I wrinkled my nose at him. In truth, I hadn’t even considered where he got the money for it all. “Payments? You mean like … child support?”
“Something like that, yes. According to my mother, they started coming when I was about five or six years old. Cash began arriving in the mail in an otherwise unmarked envelope with my name on it.”
That sent a chill through me. “And you have no idea who sent it?”
“It’s been the great mystery of my life,” he said, leaning back and sipping on his ale. “My unknown benefactor. I got the feeling that my mother knew who it was, but she never would tell me. It’s what caused me to become an investigative reporter—I grew up with this mystery, so it was natural for me to gravitate toward solving other mysteries.”
My thoughts began to tie themselves in knots. What Harris was saying made a kind of sick sense, but something about his theory didn’t seem quite right, somehow. Something was off.
“I’m sorry, Harris, but I just don’t think—”
“It would explain the anonymous payments, though, wouldn’t it? Think about it, Grace. Who else in this town is rich enough to send that kind of money every month for a lifetime, and who else in town would want to cover up an illegitimate child? You have to admit it—this has Alban written all over it.”
I shook my head, intending to deny what he was saying. But somehow, I couldn’t seem to get the words out. Who else, indeed? He was right—it
did
have Alban written all over it.
“Would you be willing to take a DNA test?” he pressed. “That way we’d know for sure.”
That crossed a line. Speculating was one thing, but DNA? I recoiled, pushing my chair away from him and standing up. “Not a chance.”
“Grace, this could mean—” Harris started, scrambling to his feet and leaning across the table. “Okay. Let’s dial things back a few notches before this friendly conversation gets out of hand. Sit down, please.”

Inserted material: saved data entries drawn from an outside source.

PR #2642, opened 2020-04-30
bugfix: unsafe double-checked locking in SofaRegistryServiceImpl

chenxi-null:
This usage of double check locking is not thread-safe, the reason is present in this PR [#1599](https://github.com/seata/seata/pull/1599) which I submitted before.

How to fix:

Because `DefaultRegistryClient` is in third-part jar, the `init` method invocation can't be moved to the constructor.

So the local variable is used to correct DCL and minimize the number of field reads.

See also: https://lgtm.com/rules/1507076816054/

Quote from the article:
```java
// a local variable can be used to avoid reading the field more times than neccessary.

private Object lock = new Object();
private volatile MyObject f = null;

public MyObject getMyObject() {
  MyObject result = f;
  if (result == null) {
    synchronized(lock) {
      result = f;
      if (result == null) {
        result = new MyObject();
        result.init();
        f = result; // GOOD
      }
    }
  }
  return result;
}
```

### DIFF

“This is really poor timing,” I said to him, my words crackling in my throat. “You know Jane’s in the hospital. You know I just lost my mother.”
I wondered if Harris had laid this on me that very day on purpose, specifically because he knew what had happened to Jane. I’d be off my game, and he knew it.
“I’m sorry about the timing,” he said. “I guess—I don’t know. I didn’t think about how hard of a day you’ve already had.”
I studied his face, which was beginning to seem so familiar. The angle of his jaw, the slope of his nose. Could it be? Could Harris Peters be my father’s child?
I shook my head. Something about this whole thing was gnawing at me. There was a disconnect that I couldn’t quite get my mind around, a flaw in his theory that was just beyond my reach. An idea began to take shape in my mind.
“You said you’re still getting the payments, isn’t that right?” I asked Harris.
He nodded. “I am.”
“My dad died twenty years ago,” I told him. “If he were making clandestine payments to an illegitimate child, the payments would’ve stopped then.”
Harris leaned forward in his chair. “I’ve already thought of that. He could have made provisions for me in his will.”
“Impossible,” I said, slapping a hand on the table in front of me. “I was at the reading of his will. I know exactly what was in it, and I can tell you here and now that it didn’t include you or any child other than me and my two brothers, both of whom were gone when my dad died.”
My voice splintered as I thought of Jake and Jimmy, and what they would do to this interloper who was trying to worm his way into our family. And then, as clearly as if one of them had spoken it in my ear, I heard a whisper that illuminated exactly what was gnawing at me about Harris’s theory. In that moment, I knew why it seemed right and yet wrong somehow.
He wasn’t my father’s child. He was my mother’s child. With David Coleville.